What we want is to collect many people into a list, and any time we asked about an age, we find the closest person to this age. We can think of it as an application for a dating service that matches people by age.

The naive solution

So what can be simpler than collecting all the people in a list? Probably nothing, this is how we do it:

public class NaivePersonFinder : IPersonFinder
{
private readonly List<Person> persons = new List<Person>();

public void Add(Person person)
{
persons.Add(person);
}

public Person FindPeopleInRange(double requiredAge)
{
Person closestPerson = null;
double smallestDiffrence = double.MaxValue;
foreach (var person in persons)
{
double difference = Math.Abs(person.Age - requiredAge);
if (difference < smallestDiffrence)
{
smallestDiffrence = difference;
closestPerson = person;
}
}

return closestPerson;
}
}

The code iterates over the collection in the most straightforward way there is and updates the closest person whenever it encounter a closer person. Simple! Isn’t it?

But I need faster results!

The sorted list solution
How does sorted list help us here? Sorted list allow us to search items using Binary Search. Binary search saves a lot of time since it has to query very few items in the collection in order to find the closest one. For example, to find the closest item in a collection of 1,000 items it’ll have to query ~10 and saves iteration over the hole 1,000.

Some code

public class SortedPersonFinder : IPersonFinder
{
private readonly SortedList<double, Person> persons = new SortedList<double, Person>();

public void Add(Person person)
{
persons.Add(person.Age, person);
}

public Person FindPeopleInRange(double requiredAge)
{
if (persons.ContainsKey(requiredAge))
{
return persons[requiredAge];
}

IList<double> sortedAges = persons.Keys;

int index = BinarySearchIndex(requiredAge);

var closestPersons = new List<Person>(3);

if (index > 0)
{
closestPersons.Add(persons[sortedAges[index -
1]]);
}

if (index < sortedAges.Count - 1)
{
closestPersons.Add(persons[sortedAges[index +
1]]);
}

closestPersons.Add(persons[sortedAges[index]]);

return closestPersons.OrderBy(person => Math.Abs(person.Age - requiredAge)).First();
}

private int BinarySearchIndex(double requiredAge)
{
var sortedAges = persons.Keys;

var scopeStart = 0;
var scopeEnd = sortedAges.Count - 1;

int index = 0;
while (scopeEnd > scopeStart )
{
index = (scopeStart + scopeEnd) /
2;
double ageAtIndex = sortedAges[index];
if (requiredAge > ageAtIndex)
{
scopeStart = index +
1;
}
else
{
scopeEnd = index;
}
}
return index;
}
}

The code is more complex than the naive version, but it finds the results much faster.

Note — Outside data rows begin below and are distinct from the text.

PR #26741, opened 2025-10-01
addpkg(main/trunk): 0.21.14

podsvirov:
Build, bundle & ship your Rust WASM application to the web with [trunk](https://trunkrs.dev/).

_NOTE_: I can't just build `trunk` on my device via `cargo install trunk` because got out of memory error at final executable linking step.

_NOTE_: I was use `build.sh` from `cargo-c` as template.

PR #26755, opened 2025-10-02
addpkg(main/cargo-leptos): 0.2.44

podsvirov:
[Build tool](https://github.com/leptos-rs/cargo-leptos) for the Rust framework [Leptos](https://leptos.dev/).

### DIFF
--- a/packages/cargo-leptos/01_target_os_android.patch
+++ b/packages/cargo-leptos/01_target_os_android.patch
@@ -1,0 +1,11 @@
+--- src.orig/src/ext/util.rs	2025-09-17 13:13:26.000000000 +0000
++++ src/src/ext/util.rs	2025-10-02 20:05:14.447708864 +0000
+@@ -10,6 +10,8 @@
+         "macos"
+     } else if cfg!(target_os = "linux") {
+         "linux"
++    } else if cfg!(target_os = "android") {
++        "android"
+     } else {
+         bail!("unsupported OS")
+     };
--- a/packages/cargo-leptos/build.sh
+++ b/packages/cargo-leptos/build.sh
@@ -1,0 +1,15 @@
+TERMUX_PKG_HOMEPAGE=https://github.com/leptos-rs/cargo-leptos
+TERMUX_PKG_DESCRIPTION="Build tool for the Rust framework Leptos"
+TERMUX_PKG_LICENSE="MIT"
+TERMUX_PKG_MAINTAINER="@termux"
+TERMUX_PKG_VERSION="0.2.44"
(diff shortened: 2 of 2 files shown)


robertkirkman (approved):

TomJo2000 (changes requested):
This probably hits the "no standalone libraries without something that depends on them" provision of the packaging policy.
<sup>https://github.com/termux/termux-packages/blob/master/CONTRIBUTING.md#packaging-policy

If you wanna add a package for `leptos` that's probably okay.
But just its build tool isn't in itself a package that's likely to be useful to most users.

I guess I'm a bit unsure what relation `cargo-leptos` and `leptos` have?
If you need `cargo-leptos` to use `leptos` normally then this probably makes sense, but as is that's gonna require clarification I think.

robertkirkman:
@TomJo2000 according to Arch Linux AUR and repology, "leptos" is not supposed to be packaged, and only "cargo-leptos" and possibly "leptosfmt" are supposed to be packaged, but I don't really understand that either. I approved because the "cargo-leptos" has a high repology score among other distros that tend to need to package many cargo crates for various reasons.

https://aur.archlinux.org/packages/cargo-leptos

https://repology.org/project/cargo-leptos/versions

https://repology.org/projects/?search=leptos&maintainer=&category=&inrepo=&notinrepo=&repos=&families=&repos_newest=&families_newest=

TomJo2000:
> @TomJo2000 according to Arch Linux AUR and repology, "leptos" is not supposed to be packaged, and only "cargo-leptos" and possible "leptosfmt" are supposed to be packaged, but I don't really understand that either. I approved because the "cargo-leptos" has a high repology score among other distros that tend to need to package many cargo crates for various reasons.

Ah okay, that's the context I was missing thanks.
We could also add `TERMUX_PKG_PROVIDES="leptos"` to the package if you think that would make sense.
That way `pkg i leptos` can automatically install `cargo-leptos`.

podsvirov:
The `cargo-leptos` required to parallel build of server and client in watch mode for fast developer feedback.

Troubles: 
- Need small patch to enable `Android` support (I will add PR to upstream repo);
- I have got compile error on my `Android` device, when trying to build it via `cargo`.

> We could also add TERMUX_PKG_PROVIDES="leptos" to the package if you think that would make sense.

I don't think that makes sense.

TomJo2000:
> > We could also add TERMUX_PKG_PROVIDES="leptos" to the package if you think that would make sense.
> 
> I don't think that makes sense.

Just wanted to make sure you're aware that's an option.

TomJo2000:
Sorry, didn't get back to this.
This is good to merge, I'm just gonna rebase it against `master` real quick and let the CI run through.

podsvirov:
Thanks for merging! And what about https://github.com/termux/termux-packages/pull/26741 ?

TomJo2000:
Oh yeah that's probably also good to go.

It uses .Net Sorted List collection. This is a collection that updates a collection of  keys whenever the collection changes. The keys are kept ordered and we can easily access them and binary search them.

How much faster is it?

In a collection of 100,000 people and 50,000 queries the running time of the sorted list is much more faster than the naive:
The naive solution did it in average time of ~100 seconds
The sorted list solution had average time of ~6 seconds. This is a major improvement; it means that it ran more the 15 times faster than the naive solution.

Conclusion

If we have a collection in which order can be applied AND we also need quick results for queries based on the order, sorted list can easily improve running time. We must always remember that the running time is usually negligible even in the most naive code. If no optimization required – don’t optimize, more gain will be earned from simple and maintainable code.